Packages

class PromptAssembler extends Transformer with DefaultParamsWritable with HasOutputAnnotatorType with HasOutputAnnotationCol

Assembles a sequence of messages into a single string using a template. These strings can then be used as prompts for large language models.

This annotator expects an array of two-tuples as the type of the input column (one array of tuples per row). The first element of the tuples should be the role and the second element is the text of the message. Possible roles are "system", "user" and "assistant".

An assistant header can be added to the end of the generated string by using setAddAssistant(true).

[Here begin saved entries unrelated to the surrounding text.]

Issue #832, opened 2026-05-23
Multi-architect conversation resume: disambiguate via per-architect session UUID


amrmelsayed:
## Context

Follow-up to #830 (architect session revival). #829 shipped builder conversation resume via on-disk jsonl discovery. That same mechanism extends cleanly to the **main** architect (committed on the #829 branch) because main is the only architect using Tower's automatic launchInstance path. It does **not** extend to named sibling architects added via `afx workspace add-architect` (Spec 755), because they share `cwd = workspacePath` with each other and with main — and the jsonl-discovery heuristic (newest `*.jsonl` by mtime) cannot tell which jsonl belongs to which named architect.

This issue scopes the multi-architect disambiguation work that #830 left open.

## Problem

A workspace with main + named siblings (e.g., `architect-2`, `reviewer-bob`) has multiple Tower-managed Claude PTYs running in the same cwd. Each writes its session jsonl to `~/.claude/projects/<encoded-workspacePath>/`. After a reboot:

- The reboot kills every architect's shellper.
- On `afx workspace start`, Tower's `launchInstance` re-spawns main. Spec 786 Phase 3 then iterates `state.db.architect` to re-add each persisted sibling via `addArchitect()`.
- With #830's main-only resume, main correctly picks the right jsonl. But sibling revivals would either skip the resume path entirely (current behavior in the #829 branch's `addArchitect` — deliberate) or, if naively enabled, attach to whichever architect's jsonl was most recent — possibly the wrong one.

So named siblings come back as fresh sessions, losing all conversation context. Operators using multi-architect workspaces lose more on reboot than single-architect users do.

### Why the named-architect case is sharper than main's

For specialised siblings (`reviewer`, `demos`, `casa`, etc.), there is no native per-architect role-doc loading in Codev — every architect boots with the same shared `codev/roles/architect.md`, and specialisation comes from the **first user message after `afx workspace add-architect`** (the brief that sets identity, scope, operating mode, output header conventions, etc.). That brief lives in the conversation, not on disk.

When a sibling loses its conversation, it loses the brief. It doesn't come back as "reviewer without recent context" — it comes back as a generic architect that doesn't know its lane. Main has the same role-doc preloaded plus an incremental conversation, so a main-only context loss is annoying; a sibling context loss erases the specialisation itself. The user has to re-send the brief by hand to restore identity. This is the failure mode worth fixing — not just "siblings lose context" but "siblings lose their job description."

### A second, silent path: shellper auto-restart

[...]

Issue #830, opened 2026-05-23
Workspace recover: revive Tower-managed architects after machine reboot


amrmelsayed:
## Context

Follow-up to #829, which built `afx workspace recover` for builders. The recovery flow (process revival + conversation-context restoration via `claude --resume <uuid>`) is now in place but only covers builders. Tower-managed architects die in the same machine-reboot scenario and have no equivalent recovery path.

## Problem

Two architect spawn surfaces exist today:

- **`afx architect`** — runs Claude directly in the user's current terminal. No Tower dependency. If the machine reboots, the user just opens a new terminal and runs `afx architect` again. **Not in scope** for recovery.
- **`afx workspace add-architect`** (Spec 755) and the **main architect** spawned implicitly by `afx workspace start` — Tower-managed PTYs, persisted in `terminal_sessions`, killed by reboot. **In scope.**

After a reboot of a workspace with several Tower-managed architects (main + named siblings per Spec 755), the user has to manually re-spawn each one. There's no equivalent of `afx workspace recover` for them, and the existing recovery command excludes architects by predicate (`type === 'builder'` filter on session rows, and porch state is the entry point — architects don't have porch projects).

## Proposed mechanism

Reuse the on-disk Claude conversation discovery from #829: each architect's prior conversation lives at `~/.claude/projects/<encoded-workspace-cwd>/<uuid>.jsonl`. After reboot, `findLatestSessionId(workspacePath)` returns the most recent UUID; we relaunch the architect via `claude --resume <uuid>` to restore the conversation in addition to the process.

Two architect kinds, both Tower-managed:

1. **Main architect** — one per active workspace, spawned by `afx workspace start`. Its cwd is the workspace root.
2. **Named sibling architects** (Spec 755) — additional architects added via `afx workspace add-architect [--name <name>]`. Each is tracked by a name; the spec docs in `codev/specs/755-multi-architect.md` (or wherever) detail naming rules. Their cwd may also be the workspace root, or may be a per-architect subdirectory — needs verification.

Sketch of a new command (or extension of the existing one):

```
afx workspace recover-architects [--apply] [-y]
```

Or, more unified:

```
afx workspace recover [--builders] [--architects] [--apply] [-y]
```

Either reuses `findLatestSessionId()` from `agent-farm/utils/claude-session-discovery.ts`.

## Open design questions

[...]

PR #833, opened 2026-05-23
[#829] afx workspace recover: revive builders and main architect after machine reboot

### LINKED ISSUE #829: afx workspace recover: revive builders after machine reboot/crash
## Problem

After a machine reboot or crash, all builder processes die — shellper daemons (detached, in-memory) and Tower together. Disk-persistent state survives: worktrees in `.builders/<id>/`, porch `status.yaml`, SQLite `terminal_sessions`, spec/plan/review files. But there is no command to walk that state and respawn the builders that should still be running.

The user typically discovers a half-dozen "dead" builders the morning after a reboot and has to `afx spawn <id> --resume` each one by hand. Most builders are sitting idle at approval gates when this happens, so a fresh respawn (which lands them right back at the gate via `status.yaml`) is functionally equivalent to true session resume.

## Proposal

Add an explicit `afx workspace recover` command (no auto-trigger on Tower startup) that:

1. Enumerates `codev/projects/*/status.yaml` (using `findStatusPath()` to handle spec-653 multi-PR layouts under `.builders/<id>/codev/projects/`).
2. Filters to eligible projects via the predicate below.
3. By default, runs in **dry-run mode**: lists what it would revive and exits. Pass `--apply` to actually respawn.
4. For each eligible project, respawns the builder via the existing `afx spawn <id> --resume` codepath.

## Revival predicate

A project is eligible when ALL of:

1. `phase ∉ {verified, complete}` — not in a terminal porch state.
2. A `terminal_sessions` row exists for this project (it had a builder previously).
3. The shellper PID is dead OR the Unix socket is unreachable (actually needs recovery, not already alive).
4. The worktree at `.builders/<id>/` still exists on disk.
5. `status.yaml.updated_at` is within the last **7 days** (configurable via `--max-age <days>`; bypass entirely with `--include-stale`).

Notes:
- Builders idle at the `pr` gate **are** revived (consistent with all other gate-idle builders; the resource cost is negligible and the human may want to dispatch the builder to address review feedback without manual respawn).
- Projects whose `status.yaml` was never written (builder crashed before first phase transition) won't show up; this is the conversation-resume gap and is out of scope.

## CLI

```
afx workspace recover           # dry-run, prints eligible projects
afx workspace recover --apply   # actually respawn
afx workspace recover --max-age 14
afx workspace recover --include-stale --apply
```

## Out of scope (separate issue)

- **Conversation resume** — restoring the builder's prior Claude session content (the `~/.claude/projects/<encoded-cwd>/<uuid>.jsonl` file). Requires capturing the Claude session UUID at spawn time, storing it in `terminal_sessions`, and passing `--resume <uuid>` to the relaunched `claude` process. Worth it for mid-phase recovery but materially larger scope; file separately if/when mid-phase crashes become a real pain point.
- **Auto-trigger on Tower startup** — explicitly rejected here to avoid reviving abandoned-but-uncleaned projects. Revisit if explicit-trigger friction proves high.

## Implementation notes

- Reuse `findStatusPath()` (state.ts:285–303) for status.yaml lookup.
- Liveness check: SQLite `terminal_sessions` row → PID alive + socket connectable. Reconciliation logic in `tower-terminals.ts:485–711` already detects dead sockets; recovery extends that path with respawn instead of just cleanup.
- Respawn path: invoke the same flow as `afx spawn <id> --resume` rather than building a parallel codepath.

### LINKED ISSUE #831: Builder conversation resume: restore Claude session on recovery via jsonl discovery
## Context

Extends #829 (`afx workspace recover` — process revival for builders after machine reboot). #829's initial scope was *process* revival only: respawn a fresh `claude` process in the right worktree and let porch state bridge the protocol-level continuity. Conversation context — what the builder was thinking, what was tried, what feedback the user had given — was explicitly out of scope and acknowledged as a "larger separate issue."

This issue covers the conversation-resume work that was ultimately bundled into the same PR. Tracked separately so the design and implementation history are easy to find.

## Problem

After process revival, the respawned builder started with no memory of its prior session. Useful at approval gates (porch's external memory bridges the gap), but materially worse for mid-phase crashes — the builder had to reconstruct intent from the worktree diff and protocol state, often re-deriving conclusions or undoing partial work.

## Mechanism

Claude Code automatically persists every interactive session to
```
~/.claude/projects/<encoded-cwd>/<session-uuid>.jsonl
```
where the encoding replaces both `/` and `.` in the absolute cwd with `-`. The data for every prior builder session is on disk; we just hadn't been looking.

On `--resume`, spawn.ts now:
1. Computes the encoded directory for the worktree
2. Picks the most-recently-modified `*.jsonl` by mtime
3. Passes the UUID through to `startBuilderSession`
4. The launch script runs `claude --resume <uuid>` (no role injection, no initial prompt — both are already part of the saved conversation)

Backwards-compatible by design: existing builders (spawned before this code shipped) already have their jsonl on disk and resume cleanly on the first revival.

If no jsonl exists (truly fresh worktree, deleted history, etc.), spawn falls back to the prior behavior — fresh session with a generic resume-notice prompt.

## Why jsonl discovery over a sidecar

Discussed at length in the #829 conversation. Trade-offs in short:

- **No spawn-time state to maintain.** Claude writes the jsonl as a side effect of the original session; we only read it. No sidecar file, no SQLite column, no schema migration.
- **Backwards compat for free.** Existing builders work the first time the new code runs because their jsonl was already on disk.
- **One mechanism, not two.** Same helper extends to architects (single-architect workspaces; multi-architect ambiguity is a known limitation tracked separately in #830).

The trade-off: when multiple jsonl files live in the same encoded-cwd directory (a worktree was reused for unrelated work), the newest wins by mtime. For builder worktrees — protocol-scoped, typically host one logical conversation — this is right nearly always. The `Claude session: <prefix>… (resuming conversation)` log line surfaces which UUID was picked so any mismatch is visible.

## Scope

- **In:** Builder conversation resume on the `afx spawn --resume` path. Triggered transitively by `afx workspace recover`. Backwards-compatible for existing builders.
- **Out:** Architect conversation resume (covered by #830). Multi-architect disambiguation. Per-builder session UUID storage / sidecar approaches.

## Reference

- #829 — original `afx workspace recover` feature, where this conversation-resume implementation landed.
- Helper module: `packages/codev/src/agent-farm/utils/claude-session-discovery.ts`.
- Threading: `packages/codev/src/agent-farm/commands/spawn.ts` (read jsonl on `--resume`), `packages/codev/src/agent-farm/commands/spawn-worktree.ts` (different launch script when `resumeSessionId` is provided).
- Tests: 9 unit tests in `packages/codev/src/agent-farm/__tests__/claude-session-discovery.test.ts` covering encoding, missing dir, no-jsonl dir, mtime selection, and ignored non-jsonl entries.

amrmelsayed:
## Summary

- New `afx workspace recover` command — enumerates porch projects, identifies builders whose shellper died (e.g., after machine reboot), and respawns them via `afx spawn <id> --resume`. Dry-run by default; `--apply` actually respawns.
- Builder conversation resume for **all** revivable protocols (SPIR/ASPIR/AIR/PIR/bugfix) — the revived `claude` process picks up the prior session via `--resume <uuid>`, discovered from the on-disk jsonl store. Works retroactively for builders spawned before this code shipped.
- Main architect conversation resume after reboot, via the same jsonl-discovery mechanism.

## Scenario
User spawns multiple builders, OS then restarts or crashes which inherintly terminates all running daemons, resulting in loss of development state and numerous dangling worktrees and branches.

## Issues

- Closes #829 — process revival for builders
- Closes #831 — builder conversation resume
- Partially addresses #830 — main architect resume shipped here; named siblings deferred to #832
- Coordinates with #832 (assigned to @waleedkadous) — multi-architect resume

## Known limitation: multi-architect workspaces

**Main architect conversation resume is intentionally disabled when more than one architect is persisted in `state.db`** (single workspace with main + Spec-755 named siblings). All architects in a workspace share `cwd = workspacePath`, so their jsonl files mix in the same `~/.claude/projects/<encoded-workspace>/` directory and the newest-by-mtime heuristic can't disambiguate them. Without a guard, main could attach to a sibling's conversation on revival.

The conservative fix shipped here: when `getArchitects().length > 1`, `launchInstance` skips the resume path for main and spawns fresh with role injection. A WARN log surfaces what happened with a reference to #832. Single-architect workspaces (the common case) keep full conversation resume. Multi-architect workspaces lose resume entirely until #832's per-architect UUID storage lands.

## Three rounds of cmap-3 review

| Round | Verdicts | Outcome |
|---|---|---|
| 1 | 1 approve, 2 request-changes | Four blockers fixed (predicate liveness, protocol allowlist, duplicate-row aggregation, process.execPath) |
| 2 | 2 approve-with-nits, 1 request-changes | Real session-row-existence bug discovered live against shannon, fixed via predicate inversion; conversation-resume scope expanded (#831 + #830 main path) |
| 3 | 1 approve, 2 approve-with-nits | Helper extraction + multi-architect guard nits; JSDoc cleanup; new unit tests for `discoverResumeSession` |

## Commits

```
4e4d68f1 fix: cmap-3 round-3 nits
79eb2963 fix: address cmap-3 round-2 review findings
b37c6eb2 feat(tower): resume main architect's Claude conversation after reboot
b96dcacc fix(recover): round age display UP so labels match --max-age
c6c0dc98 feat(recover): conversation resume via on-disk jsonl discovery
386353d4 feat(recover): hide stale items from dry-run by default
c14fd0d1 fix: invert session-row predicate — absence means revive
69d65d37 fix: address cmap-3 review findings
d14ee52e feat(afx): add 'workspace recover' to revive builders after reboot
96aa11ee feat(porch): add listAllProjects helper
```

## Eligibility predicate

A project is revived when ALL of:
1. Phase is not terminal (`verified` / `complete`)
2. Protocol is revivable (`spir`, `aspir`, `air`, `pir`, `bugfix`)
3. Worktree exists on disk with a `.git` marker
4. No matching `terminal_sessions` row's shellper is alive
5. Within `--max-age` (default 7d), unless `--include-stale`

PR-gate-idle builders are deliberately included.

## CLI

```bash
afx workspace recover                       # dry-run preview (default)
afx workspace recover --apply               # actually respawn (with confirmation)
afx workspace recover --apply --yes         # unattended
afx workspace recover --max-age 30          # widen the recency window
afx workspace recover --include-stale       # show & include everything
```

## Test plan

- [x] `pnpm exec vitest run src/agent-farm/__tests__/{workspace-recover,claude-session-discovery,discover-resume-session}.test.ts` — 60/60 pass
- [x] `pnpm exec tsc --noEmit` — clean
- [x] Live test against shannon (345-project workspace): 9 in-flight PIR builders correctly surfaced as `revive`; rest correctly classified across `terminal` / `unsupported_protocol` / `worktree_missing` / `stale`
- [x] Three rounds of cmap-3 review (gemini + codex + claude × 3); final verdicts 1×APPROVE, 2×APPROVE_WITH_NITS

## Cmap reviewer's note for Codex's third blocker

At the moment, this annotator uses llama.cpp as a backend to parse and apply the templates. llama.cpp uses basic pattern matching to determine the type of the template, then applies a basic version of the template to the messages. This means that more advanced templates are not supported.

For an extended example see the example notebook.

Example

// Batches (whole conversations) of arrays of messages
val data: Seq[Seq[(String, String)]] = Seq(
  Seq(
    ("system", "You are a helpful assistant."),
    ("assistant", "Hello there, how can I help you?"),
    ("user", "I need help with organizing my room.")))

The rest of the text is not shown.